Now in all honesty, I think this is partially due to pushing myself to step outside of my own comfort zone. Since being pregnant, I’ve tried things that I hadn’t tried in many years and I’ve found that I do just fine in small portions. A result of the pregnancy itself? I don’t know, but I plan to continue experimenting after the baby arrives to see!
I’ve talked with a number of other women who have gone through pregnancy with gastroparesis and most of them also noticed an improvement in their symptoms.
Q: Has the constipation gotten worse?
A: In addition to the GP, I also have motility issues in the colon and this is what most concerned my docs and my family when I was thinking about getting pregnant. We all knew that I’d most likely be able to manage the GP, even if it happened to get worse, with the comprehensive management plan and great team of docs that I have in place. The constipation was another story since I relied on high, frequent doses of stimulant laxatives and a prescription drug that couldn’t be taken during pregnancy.
Thankfully (though counter-intuitively, since many women without GI issues become constipated during pregnancy), the constipation has actually been easier to manage. I now need only 2-3 stimulant laxative tablets every 4 days. This is a significant improvement. Please keep in mind that stimulant laxatives are not typically recommended during pregnancy, but this is why it’s important to have a medical professional who looks at your situation individually and helps you to weigh the pros and cons, making the best decision possible.

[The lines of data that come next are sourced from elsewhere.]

Issue #1436, opened 2019-04-16
Expose xml attributes (e.g. ref-target) to Lua


lethosor:
Making `ref-target` attributes available to Lua would make IDs easier to navigate in gui/gm-editor. The `comment` attribute might also be useful. I can't think of other attributes besides the Lisp ones, like `aux-value` (probably difficult to parse) and `instance-vector` (already accessible via `get_vector()`).

PatrikLundell:
Moving from issue #DFHack/df-structures/372:

Another attribute that would be useful to export would be "is-union", especially if paired with a "discriminant". If is-union's parameter can be changed to be the name of the field that determines which of the versions of the overlapping data that's applicable when known, and e.g. "nil" (or retain "true") when not known, it would be sufficient to export it as is.
If is-union has to have a boolean value, the introduction of a new attribute for that purpose would be useful.

If this is paired with the convention of ensuring each overlaying variant of the union data is a single field (by collecting groups in structs, etc.), and defining the overlaying fields in the same order as the discriminant field does, it would allow scripts (e.g. gui/gm-editor) to determine and use the appropriate variant when the discriminant is a simple 0-based enum/number field.

One technical way to export the attributes of interest would be to define them as explicit attributes connected to the appropriate fields of types, so e.g. df.incident.T_unk_v42_1 would get the attribute "is-union" with value="subtype" (and a number of structs with only padding would be defined to pad out the union to align the variant with the discriminant).

cvuchener:
Here is an union example (one I know because I use it in Dwarf Therapist): `unit_preference`
https://github.com/DFHack/df-structures/blob/0.47.03-beta1/df.units.xml#L2097-L2123

`type` tells you how to read the anonymous union. It is a nice enum starting at 0 with consecutive values, but the mapping is not one to one. `LikeMaterial` does not use the union, `LikeCreature` and `HateCreature` both use `creature_id`, `LikeFood` and `LikeItem` both use `item_type`, `LikePlant` and `LikeTree` both use `plant_id`.

Would you duplicate fields (with the same type and the same `ref-target`) to match the enum? There would also be the need for a special field meaning "not initialized" (like `std::monostate` is for `std::variant`).

PatrikLundell:
If I remember correctly XML schema can actually handle this, because it's got a union construct, but it's not used for DFHack, and some high level languages also supports it (high level assembly doesn't, of course).
Anyway, I'd work around the problem with:
´´´
<compound is-union='true'>
[...]

PR #1543, opened 2020-04-09
Add ref_target attribute to primitive field references

lethosor:
Still needs some cleanup to behave "properly" like the `value` field

See #1436


library/LuaTypes.cpp
```diff
@@ -706,6 +707,16 @@ static type_identity *find_primitive_field(lua_State *state, int field, const ch
...
+    const char *attr = lua_tostring(state, -1);
+    if (attr == std::string("ref_target")) {
+        const struct_field_info *field_info = get_object_ref_header(state, 1)->field_info;
+        if (field_info && field_info->extra && field_info->extra->ref_target) {
+            LookupInTable(state, field_info->extra->ref_target, &DFHACK_TYPEID_TABLE_TOKEN);
+        } else {
+            lua_pushnil(state);
+        }
+        return 1;
+    }
```
lethosor, line 719: This part in particular could use some cleaning up - one example is the special `whole` field for bitfields, defined [here](https://github.com/DFHack/dfhack/blob/0.47.04-beta1/library/LuaTypes.cpp#L1414) and implemented [here](https://github.com/DFHack/dfhack/blob/0.47.04-beta1/library/LuaTypes.cpp#L958-L965)

library/LuaTypes.cpp
```diff
@@ -706,6 +707,16 @@ static type_identity *find_primitive_field(lua_State *state, int field, const ch
  */
 static int meta_primitive_index(lua_State *state)
 {
+    const char *attr = lua_tostring(state, -1);
+    if (attr == std::string("ref_target")) {
```
BenLubar, line 711: since you're comparing two c strings here, you can just do `!strcmp(attr, "ref_target")` to avoid a string allocation

lethosor: I could indeed, but I was lazy and I expect to change this to not use string comparisons at all (like the bitfield-handling code I mentioned)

Note: Colonic inertia is not the cause of constipation for most GPers. Please watch this video for more info about common causes and solutions.
This isn’t to say that there haven’t been challenges related to having GP while being pregnant. I have to be really, really diligent with my self-care and lifestyle, otherwise my symptoms flare quickly. The tenderness in the upper abdomen has increased as the baby has grown. The reflux has become a bigger issue. But just like everything else with GP (and life in general!) attitude and choices make all the difference.
I’m doing my best to make good choices, and I’ve never been as grateful for anything in my life as I am for this pregnancy. If you’d asked me 4 years ago, I’m not sure I would’ve thought it would even be possible. Yet here I am…10 weeks from welcoming my son or daughter into the world.